Und noch kurz zu Moose: Ja, ich habe die gutbezahlte Elternzeit auch genossen, hatte aber leider eine andere Art von Job, in den ich zurückgekehrt bin und es daher weniger genossen, dass ich wegen Kinderkrankzeiten Blut und Wasser geschwitzt habe und aus der Kinderklinik zu Verhandlungen oder Veranstaltungen gefahren bin, weil mein Umfeld leider nicht gewillt war, moderne Großzügigkeit an den Tag zu legen.

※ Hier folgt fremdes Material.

Issue #144, opened 2020-04-12
[BUG] Error When Flattening MessageAttributeValue and MessageSystemAttributeValue


lucasdina:
When sending an SQS message, the library attempts to flatten the extra parameters from sendMessage() at sqs-2012-11-15.dart:1681 in the auto generated package. The optional parameters are for the messageAttributes (Map<String, MessageAttribute>) and messageSystemAttributes (Map<String, MessageSystemAttribute>). Somewhere down the line, send() gets called at query.dart:42 in the shared auto generated package which calls _buildRequest() > flatQueryParams() > _flatten() all in the same file. _flatten checks for the type to flatten it for the request but fails because there is no case to handle MessageAttribute or MessageSystemAttribute. I would fix and submit another PR but I don't really have the time. Here is the error:

 ```
[VERBOSE-2:ui_dart_state.cc(157)] Unhandled Exception: Invalid argument(s): Unknown type at "MessageAttributes.entry.1.value": MessageAttributeValue (Instance of 'MessageAttributeValue')
#0      _flatten (package:shared_aws_api/src/protocol/query.dart:140:3)
#1      _SyncIterator.moveNext (dart:core-patch/core_patch.dart:146:12)
#2      _SyncIterator.moveNext (dart:core-patch/core_patch.dart:139:32)
#3      _SyncIterator.moveNext (dart:core-patch/core_patch.dart:139:32)
#4      MapMixin.addEntries (dart:collection/maps.dart:172:23)
#5      new Map.fromEntries (dart:core/map.dart:187:17)
#6      flatQueryParams (package:shared_aws_api/src/protocol/query.dart:89:14)
#7      QueryProtocol._buildRequest (package:shared_aws_api/src/protocol/query.dart:74:26)
#8      QueryProtocol.send (package:shared_aws_api/src/protocol/query.dart:49:16)
#9      SQS.sendMessage (package:aws_sqs_api/sqs-2012-11-05.dart:1705:37)
```

EDIT: Here is my code causing the error:
```
    sqs.sendMessage(
        messageBody: unsentEntries[i].toJson().toString(),
        queueUrl: sqsUrl,
        messageGroupId: unsentEntries[i].company.shortName.replaceAll(' ', ''),
        messageDeduplicationId: utils.getUuid(),
        messageAttributes: <String, MessageAttributeValue>{
          'companyId': new MessageAttributeValue(dataType:'string', stringValue: unsentEntries[i].company.id)
        });
```

[...]

PR #146, opened 2020-04-13
Improvements

Schwusch:
Two new services emerge out of this change, Neptune and DocDB. These were placed [under RDS](https://pub.dev/documentation/aws_rds_api/latest/neptune-2014-10-31/Neptune-class.html) before due to sharing the same endpoint prefix. They seem to be vastly different services though.

 - Readme and example is created for the latest version of the APIs.
 - Switch candidate priority in packageBaseName to differentiate
   APIs sharing endpointPrefix.
 - Update Member model class with new fields.

### DIFF
--- a/generator/lib/model/api.dart
+++ b/generator/lib/model/api.dart
@@ -46,16 +46,24 @@ class Api {
   }
 
   bool get usesQueryProtocol => metadata.protocol == 'query';
+
   bool get usesJsonProtocol => metadata.protocol == 'json';
+
   bool get usesRestJsonProtocol => metadata.protocol == 'rest-json';
+
   bool get usesRestXmlProtocol => metadata.protocol == 'rest-xml';
+
   bool get usesEc2Protocol => metadata.protocol == 'ec2';
 
   bool get generateFromJson => usesJsonProtocol || usesRestJsonProtocol;
-  bool get generateToJson => usesJsonProtocol || usesRestJsonProtocol;
+
+  bool get generateToJson =>
+      usesJsonProtocol || usesRestJsonProtocol || usesQueryProtocol;
+
   bool get generateJson => generateFromJson || generateToJson;
 
   bool get generateFromXml => usesQueryProtocol || usesRestXmlProtocol;
+
   bool get generateToXml => usesRestXmlProtocol;
 
   String get directoryPath {
@@ -105,6 +113,7 @@ class Api {
   }
 
   List<String> _exceptions;
+
   List<String> get exceptions {
     if (_exceptions == null) {
       final set = operations?.values
--- a/generator/lib/model/api.dart
+++ b/generator/lib/model/api.dart
@@ -79,9 +79,9 @@ class Api {
 
   String get packageBaseName {
     final candidates = <String>[
-      metadata.endpointPrefix,
       metadata.uid?.split('-20')?.first,
       metadata.className.toLowerCase(),
+      metadata.endpointPrefix
     ];
     final identified = candidates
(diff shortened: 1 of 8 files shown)


Schwusch:
This fixes the crash mentioned in https://github.com/agilord/aws_client/issues/144, but I ran this test:
```dart
import 'package:aws_sqs_api/sqs-2012-11-05.dart';
import 'package:http/http.dart';
import 'package:http/testing.dart';
import 'package:test/test.dart';

void main() {
  test('foo', () async {
    final client = MockClient((request) async {
      print(request.body);
      return Response('<root><SendMessageResult><foo></foo></SendMessageResult></root>', 200);
    });

    final sqs = SQS(
      region: 'foo',
      credentials: AwsClientCredentials(accessKey: 'null', secretKey: 'null'),
      client: client,
    );
    await sqs.sendMessage(
        messageBody: '{"foo":6}',
        queueUrl: 'http://foo.com',
        messageGroupId: 'bar',
        messageDeduplicationId: '666',
        messageAttributes: {
          'companyId': MessageAttributeValue(
              dataType: 'string', stringValue: 'companyId')
        });
  });
}
```
The request body of this is:
`Action=SendMessage&MessageAttributes.entry.1.key=companyId&MessageAttributes.entry.1.value.entry.1.key=DataType&MessageAttributes.entry.1.value.entry.1.value=string&MessageAttributes.entry.1.value.entry.2.key=StringValue&MessageAttributes.entry.1.value.entry.2.value=companyId&MessageBody=%7B%22test%22%3A+%22cool%22%7D&MessageDeduplicationId=4a7f57c07cf611eaf1cde9f670f7ada1&MessageGroupId=bar&QueueUrl={sqsUrl}&Version=2012-11-05`

Which differs a bit from what @lucasdina says is a valid:
`Action=SendMessage&MessageAttribute.1.Name=testattrib&MessageAttribute.1.Value.DataType=String&MessageAttribute.1.Value.StringValue=test&MessageBody=%7B%22test%22%3A+%22cool%22%7D&MessageDeduplicationId=4a7f57c07cf611eaf1cde9f670f7ada1&MessageGroupId=AgriPayFarms&QueueUrl={sqsUrl}&Version=2012-11-05`

shared_aws_api/lib/src/protocol/query.dart
```diff
@@ -119,6 +119,10 @@ Iterable<MapEntry<String, String>> _flatten(
     return;
   }
 
+  if (data is! Map) {
+    data = data.toJson();
```
isoos, line 123: I'm working on a patch that does not need this, maybe remove it for the time being?

generator/lib/model/api.dart
```diff
@@ -79,9 +87,9 @@ class Api {
 
   String get packageBaseName {
     final candidates = <String>[
-      metadata.endpointPrefix,
       metadata.uid?.split('-20')?.first,
       metadata.className.toLowerCase(),
+      metadata.endpointPrefix
```
isoos, line 92: Why this change? What's the impact?

shared_aws_api/lib/src/protocol/query.dart
isoos: On a second thought this can be here, just add a // TODO: to remove it once we call `.toJson` at request building time.

generator/lib/model/api.dart
Schwusch: RDS, DocDB and Neptune share the same endpoint prefix, hence they're all int the [RDS library](https://pub.dev/documentation/aws_rds_api/latest/index.html).
This change means they will be landing in separate packages.

PR #147, opened 2020-04-13
Updated flattening in shared query protocol.

isoos:
It seems that #144 requires a breaking change in the protocol library. I've a related change in the code generator that would update how the attribute's toJson() is called, and together with this PR they seem to generate the required format for `SQS`.

### DIFF
--- a/shared_aws_api/lib/src/protocol/query.dart
+++ b/shared_aws_api/lib/src/protocol/query.dart
@@ -72,6 +72,7 @@ class QueryProtocol {
       Map<String, dynamic> data, String method, String requestUri) {
     final rq = Request(method, Uri.parse('$_endpointUrl$requestUri'));
     rq.body = _canonical(flatQueryParams(data));
+    print(rq.body);
     rq.headers['Content-Type'] = 'application/x-www-form-urlencoded';
     // TODO: handle if the API is using different signing
     signAws4HmacSha256(
@@ -89,8 +90,8 @@ Map<String, String> flatQueryParams(dynamic data) {
   return Map.fromEntries(_flatten([], data));
 }
 
-Iterable<MapEntry<String, String>> _flatten(
-    List<String> prefixes, dynamic data) sync* {
+Iterable<MapEntry<String, String>> _flatten(List<String> prefixes, dynamic data,
+    {bool flat}) sync* {
   if (data == null) {
     return;
   }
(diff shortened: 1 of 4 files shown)


Schwusch:
I don't know if this helps, but there is an attribute `Shape.flattened` and `Member.flattened` that are true in [`MessageBodyAttributeMap`](https://github.com/aws/aws-sdk-js/blob/59512e1eba/apis/sqs-2012-11-05.normal.json#L971) for example. Perhaps that is useful information in this case?

isoos:
> I don't know if this helps, but there is an attribute Shape.flattened and Member.flattened that are true in MessageBodyAttributeMap for example. Perhaps that is useful information in this case?

It is very likely helpful, but how should we expose it?

Schwusch:
I am not following [the JS implementation very well](https://github.com/aws/aws-sdk-js/blob/59512e1eba/lib/query/query_param_serializer.js#L32), but the `flattened` parameter is passed around indirectly through the metadata

shared_aws_api/lib/src/protocol/query.dart
```diff
@@ -119,23 +119,24 @@ Iterable<MapEntry<String, String>> _flatten(
     return;
   }
 
-  // TODO: to remove it once we call .toJson at request building time.
-  if (data is! Map) {
-    data = data.toJson();
```
Schwusch, line 124: Where is classes serialized after this change?

isoos: I have a separate PR in the works for it. Can't make it part of this one, as it will change the generated code, and with that I'd like to upgrade the dependency, and that requires prior publishing of the shared library.

isoos:
> I am not following the JS implementation very well, but the flattened parameter is passed around indirectly through the metadata somehow.

They are passing the API + shape information as part of the argument flattening. For us it would be slightly different, eg. we could add a '__flattened': true, key as part of the `Map` and work with it accordingly? Not sure what else we can do with our two-phase approach.

Schwusch:
We could do the flattening in the generated classes, that is where we can put that kind of metadata.
That would mean sending the already flattened map to the `_protocol.send()` method.
The flattening algorithm is ~50 lines, which doesn't add much. WDYT?

isoos:
> We could do the flattening in the generated classes, that is where we can put that kind of metadata.
> That would mean sending the already flattened map to the _protocol.send() method.
> The flattening algorithm is ~50 lines, which doesn't add much. WDYT?

That is a good point, I'll give it a try (in the following days). I'll suspend this PR and close once we have the codegen available.

isoos:
Turns out this is wrong for many different reasons.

Vielleicht also das noch ein Gedanke: Partnerschaft bedeutet auch, hier mit einzuspringen, wenn zeitlich nicht möglich, dann wenigstens finanziell. Das sollte vorher klar sein .
Liebe Angua, verzeih das lange Brainstorming, aber ich wusste schon, dass ich später nicht mehr zum Antworten komme. LG und alles Gute.